Stuffing Six Million Pages Down Google's Throat

I got two fascinating emails from Jason Hunter over the weekend, both concerning MarkMail, the open source mailing list search engine created by Ryan Grimm and Jason over at MarkLogic. I thought I’d share them, with Jason’s permission.

The first was a fairly prosaic announcement:

In the last few weeks we loaded the PHP and PEAR mailing lists, a sum total of about 700,000 new messages. Contained within the new load is the php-general list, now statistically our largest list at 266,000 messages, passing by the old king tomcat-users with its 225,000 messages. Third place now goes to the main MySQL list.

It’s great to know that you can now search these lists with the amazing MarkMail tools, which I wrote about recently on Radar. But what really caught my attention was Jason’s next message, a bit of backchannel conversation that illuminates just how poorly the big search engines index small sites with large collections of data:

I thought you might find this interesting. One of the challenges we face with MarkMail is how to get Google to crawl all 6m (and eventually more) pages we have on our site. You often hear people talking about ways to increase their small site’s PageRank, but you don’t find many people talking about the challenge of stuffing Google full of (good) content.

Observations so far:

Google is way ahead of the other search engines. Based on doing site:markmail.org queries: Google has indexed 760k pages, Yahoo 19k, and MSN 4k. It’s not just the search algorithm that matters, it’s also the crawl algorithm, and we have a clear winner here.

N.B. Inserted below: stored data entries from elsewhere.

PR #831, opened 2021-01-06
Fix logging from mangled methods where class name starts with "_"

### LINKED ISSUE #764: Logging throws an exception if the caller is a name-mangled method
 - Version: 4.1.3 or so, `commit f3e8dbf7c1239c334dfff5bb74240e219776c258 (HEAD -> refs/heads/stable, refs/remotes/origin/stable, refs/remotes/origin/main, refs/remotes/origin/HEAD)`
 - OS: Linux Ubuntu 18.04
 - OS Locale: en_GB.UTF-8

**Describe the bug**
If you call e.g. `logger.info` from within a function with a mangled name (a class method starting with two underscores and ending with zero or one underscores, e.g. `__server`), EDMC's logging infrastructure tries to look up the function on the class and fails:

```pytb
Exception in thread Thread-2:
  File "/usr/local/lib/python3.7/threading.py", line 926, in _bootstrap_inner
    self.run()
  File "/usr/local/lib/python3.7/threading.py", line 870, in run
  File "/home/ash/.local/share/EDMarketConnector/plugins/edmcoverlay/_edmcoverlay.py", line 94, in __server
    logger.info("edmcoverlay2: server running")
  File "/usr/local/lib/python3.7/logging/__init__.py", line 1378, in info
    self._log(INFO, msg, args, **kwargs)
  File "/usr/local/lib/python3.7/logging/__init__.py", line 1514, in _log
    self.handle(record)
  File "/usr/local/lib/python3.7/logging/__init__.py", line 1523, in handle
    if (not self.disabled) and self.filter(record):
  File "/usr/local/lib/python3.7/logging/__init__.py", line 751, in filter
    result = f.filter(record)
  File "/home/ash/src/EDMarketConnector/EDMCLogging.py", line 255, in filter
    (class_name, qualname, module_name) = self.caller_attributes(module_name=getattr(record, 'module'))
  File "/home/ash/src/EDMarketConnector/EDMCLogging.py", line 294, in caller_attributes
    fn = getattr(frame_class, frame_info.function)
AttributeError: 'Overlay' object has no attribute '__server'
```

**To Reproduce**
1. Install [edmcoverlay2](https://github.com/sersorrel/edmcoverlay2)
2. Run EDMC

**Expected behavior**
EDMC should support logging from class methods with mangled names.

sersorrel:
#766 didn't completely fix #764, unfortunately: logging from mangled methods inside classes whose names started with an underscore is still broken (it no longer crashes, just fails to determine the name). This PR fixes that.

Python's name-mangling rules are _weird_:

```python
# test.py

class Foo:
    def method(self): pass
    def __mangled_method(self): pass

class _Foo:
    def method(self): pass
    def __mangled_method(self): pass

class ___:
    def method(self): pass
    def __mangled_method(self): pass

for cls in [Foo, _Foo, ___]:
    print(cls.__name__, [attr for attr in dir(cls()) if "method" in attr])
```

```console
$ python3 test.py
Foo ['_Foo__mangled_method', 'method']
_Foo ['_Foo__mangled_method', 'method']
___ ['__mangled_method', 'method']
```

This PR is still arguably incomplete, because it incorrectly applies mangling to names with dots in, but that seems unlikely to be an issue for EDMC – as noted in [`_Py_Mangle`](https://github.com/python/cpython/blob/ee9f98d9f4b881ee15868a836a2b99271df1bc0e/Python/compile.c#L255), "The only time a name with a dot can occur is when we are compiling an import statement that has a package name", and this doesn't seem like something that the EDMC logging infrastructure will have to deal with.

### DIFF
--- a/EDMCLogging.py
+++ b/EDMCLogging.py
@@ -322,9 +322,11 @@ class EDMCContextFilter(logging.Filter):
 
                 if frame_class:
                     # See https://en.wikipedia.org/wiki/Name_mangling#Python for how name mangling works.
+                    # For more detail, see _Py_Mangle in CPython's Python/compile.c.
                     name = frame_info.function
-                    if name.startswith("__") and not name.endswith("__"):
-                        name = f'_{frame_class.__class__.__name__}{frame_info.function}'
+                    class_name = frame_class.__class__.__name__.lstrip("_")
+                    if name.startswith("__") and not name.endswith("__") and class_name:
+                        name = f'_{class_name}{frame_info.function}'
 
                     # Find __qualname__ of the caller
                     fn = inspect.getattr_static(frame_class, name, None)


A-UNDERSCORE-D:
And here I thought it'd be a simple fix.
At this point I feel like we may want to pull this out to a separate function operating on the class object itself, and throw a wall of tests at it. That said, this looks good to me. Flake8 fails are unrelated.

A-UNDERSCORE-D (approved):
Forgot the magic green check

Athanasius:
Checking that cpython code, the check for a dot in the name looks easy enough to add ?  Extra paranoia.

Mostly, having reviewed `pydoc inspect` I'm now annoyed that we're having to get at the function object *via* the textual name, rather than some more robust method.  At this point we don't actually 'care' about the function name other than using it in `fn = inspect.getattr_static(frame_class, name, None)` (it is used later on in the "why do properties have to be awkward?" code).

A-UNDERSCORE-D:
> Checking that cpython code, the check for a dot in the name looks easy enough to add ? Extra paranoia.
> 
> Mostly, having reviewed `pydoc inspect` I'm now annoyed that we're having to get at the function object _via_ the textual name, rather than some more robust method. At this point we don't actually 'care' about the function name other than using it in `fn = inspect.getattr_static(frame_class, name, None)` (it is used later on in the "why do properties have to be awkward?" code).

Well technically we dont have to at all, we could iterate the `__dict__` and do comparison checking, I'd assume. but that falls afoul of anything that uses a `__getattr__` or `__getattribute__` override. So looking up the stack could work for the function object, maybe. I'd have to check, but there be dragons so I'm not sure we want to go that way.

Issue #834, opened 2021-01-08
Cleanup monitor shutdown code


Athanasius:
As per https://github.com/EDCD/EDMarketConnector/issues/678#issuecomment-756463931 we at least have some code running when it shouldn't during shutdown.

1. Move the
```
            # Check whether we're still supposed to be running
            if threading.current_thread() != self.thread:
                logger.info("We're not meant to be running, exiting...")
                return  # Terminate
```
to the top of the `while True` it's in.  Although it being directly after the sleep() **should** mean this is moot.  We might also want to be more paranoid in the main logfile reading loop.  That *should* exit when it hits end of file, then cause the sleep and checks and going around the loop again.  But what if we trigger shutdown whilst it's in the middle of reading a new set of lines ?

2. As monitor.stop() does things like `self.currentdir = None` we should check for that kind of state in any other monitor related code that could be triggered outside of the monitor.worker() thread.  In theory we should be able to trigger off of `self.thread is None`.  Candidates are `EDMarketConnector.AppWindow.journal_event()` and `monitor.get_entry()`.
3. Check for any old style debug printing and convert to logging. e.g. in monitor.stop()
```
        if __debug__:
            print('Stopping monitoring Journal')
```

A-UNDERSCORE-D:
Possibly do 1 in both places? rather than hope we catch both sides?

Athanasius:
4. We might want to re-consider the order of shutdown calls in EDMarketConnector.py.  Mostly, do we perhaps want to shutdown plugins *first* ?  Doing them first risks something in their shutdown code hanging, but it's not like the core EDMC code will be needing to save any persistent state.  Doing them later risks them depending on something we've already shutdown.

A-UNDERSCORE-D:
plugin teardown being first makes sense logically, obviously we can have the hang as you mentioned. But it leaves us an opening to do other teardown that depends on plugins not existing (Not that we have anything as of yet, but it means we can make assumptions about messing with `monitor`, for example).

Honestly what we could also do, to be "sure" is to start up a shutdown thread that forces us to die (in some way, I havent really thought about how :D perhaps asking the OS to kill us?) if we're still hanging around after x seconds

Athanasius:
> Honestly what we could also do, to be "sure" is to start up a shutdown thread that forces us to die (in some way, I havent really thought about how :D perhaps asking the OS to kill us?) if we're still hanging around after x seconds

[...]

PR #835, opened 2021-01-08
Bail out of Journal monitoring during shutdown

Athanasius:
See #834 - we need to be better about ceasing journal parsing during application shutdown.

This might go on to also re-ordering the shutdown sequence.

### DIFF
--- a/dashboard.py
+++ b/dashboard.py
@@ -1,16 +1,13 @@
 import json
 from calendar import timegm
-from operator import itemgetter
-from os import listdir
 from os.path import isdir, isfile, join, getsize
 from sys import platform
 import time
 
-if __debug__:
-    from traceback import print_exc
-
 from config import config
+from EDMCLogging import get_main_logger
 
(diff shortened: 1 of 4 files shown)


dashboard.py
```diff
@@ -67,8 +64,10 @@ def start(self, root, started):
         if not self.observed and not polling:
             self.observed = self.observer.schedule(self, self.currentdir)
 
-        if __debug__:
-            print('%s Dashboard "%s"' % (polling and 'Polling' or 'Monitoring', self.currentdir))
+        if polling:
+            logger.debug(f'Polling Dashboard "{self.currentdir}"')
+        else:
+            logger.debug(f'Monitoring Dashboard "{self.currentdir}"')
```
A-UNDERSCORE-D, line 70: Do you want these explicitly to be double quoted? using `!r` would quote them and also immediately indicate if something isnt a string

A-UNDERSCORE-D (approved):

PR #839, opened 2021-01-11
Renamed various config values to be backwards compatible

A-UNDERSCORE-D:


config.py
```diff
@@ -341,7 +341,7 @@ def __init__(self, do_winsparkle=True) -> None:
         self.identifier = applongname
         if (outdir_str := self.get_str('outdir')) is None or not pathlib.Path(outdir_str).is_dir():
             docs = known_folder_path(FOLDERID_Documents)
-            self.set('outdir',  docs if docs is not None else str(self.home))
+            self.set('outdir',  docs if docs is not None else str(self.home_path))
```
Athanasius, line 344: This could just be `self.home` now, no `str(...)`, yes ?

config.py
```diff
@@ -702,7 +702,7 @@ def __init__(self, filename: Optional[str] = None) -> None:
             self.config.add_section(self.SECTION)
 
         if (outdir := self.get_str('outdir')) is None or not pathlib.Path(outdir).is_dir():
-            self.set('outdir', str(self.home))
+            self.set('outdir', str(self.home_path))
```
Athanasius, line 705: Again just `self.home`

Athanasius:
Just those two `self.home` bits then.

A-UNDERSCORE-D:
Whoops.
Both of those resolved

PR #840, opened 2021-01-11
Avoid Tk event_generate() calls during shutdown.

Athanasius:
1. Adds a Config class member and helper functions to set and check for shutdown.
2. Sets this flag at the top of AppWindow.onexit().
3. Checks the flag so far only in plug.py show_error().

Still needs a further look into where else calls event_generate() and should have the check.

### DIFF
--- a/config.py
+++ b/config.py
@@ -117,7 +117,7 @@ class Config(object):
     if platform=='darwin':
 
         def __init__(self):
-            self.in_shutdown = False  # Is the application currently shutting down ?
+            self.__in_shutdown = False  # Is the application currently shutting down ?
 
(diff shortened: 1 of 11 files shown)


config.py
```diff
@@ -177,9 +179,16 @@ def close(self):
             self.save()
             self.defaults = None
 
+        def set_shutdown(self):
+            self.__in_shutdown = True
+
+        def shutting_down(self) -> bool:
+            return self.__in_shutdown
+
```
A-UNDERSCORE-D, line 187: May as well make this a property so access isnt `config.shutting_down()`

Athanasius: Done

A-UNDERSCORE-D (approved):
Works for me on Linux, and I assume your testing was on windows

Google started crawling right from the get-go. We peaked at 960k pages indexed about a week ago. The number goes up and down but the 1m line seems a tough one to crack.

It is definitely possible to crack 1m. My old email archive system on Servlets.com stands at 1.3m pages indexed. Gmane has 2.5m indexed.

This may be an impossible challenge. GMane has 2.5m messages indexed by Google but more than 50m messages archived.

We theorize that Google judges a site on various factors and crawls accordingly. Based on the fast crawl speed in our earliest days, we think “momentum” is a factor besides just raw PageRank.

We also theorize that faster page response times might help keep the crawl rate up. There’s only 86,400 seconds in a day so to have 250k pages crawled means the Googlebot needs to hit your site three times a second. We expect the bot slows down if a site seems sluggish.

Attached is a picture of the pages crawled each day for the last 50 days (we don’t have stats for the first few weeks). It’s widely variable. Notice the happy increase this last week. That might be due to your blog entry giving us some extra whuffie. Or maybe it’s due to the 30x speed optimization we made in response to your post to better handle the traffic. Or maybe it’s just random. I wish I knew. [links added by me]

Jason’s last point seems particularly insightful. There are only so many seconds in a day, and the larger the number of pages on a site, the harder a crawler would have to hit the site to index them all while keeping reasonably up to date copies. Small sites with lots of pages thus provide an impedance mismatch for crawling. Obviously, with Google showing 58.4 million pages in response to “site:myspace.com”, and 73.3 million in response to “site:flickr.com”, a high performance site justifies a high performance crawl, so the question is how Google makes the decision how deep to go. (Interestingly, “site:facebook.com” shows only 906K pages, suggesting that a huge proportion of Facebook’s pages are still private.)

It does seem to me, though, that since most of the pages in mail archives are old pages, and not changing, some smarter algorithms that recognize the nature of these sites versus, say dynamic collections of potentially updated pages like flickr or myspace, might figure out how to do a purely incremental crawl, rather than re-crawling the pages over again. After all, archive sites like gmane and markmail have realized that they don’t need to keep re-crawling archived mail messages. Why can’t the big guys figure this out too, especially when someone else has done the work of collecting all the data?

Still, I’m reminded of a comment by Ben Bernanke reported in today’s New York Times profile, The Education of Ben Bernanke, that he is “a believer in the laws of mathematics.” I’ve become increasingly fascinated by the underlying math of Web 2.0 since reading Jeremy Liew‘s post about the economics of online advertising last year. Limits are, of course, made to be broken. But it’s worth thinking about absolute (and temporary) limits to the growth of Web 2.0. What constraints do we take for granted? What constraints are invisible to us? Your thoughts welcome.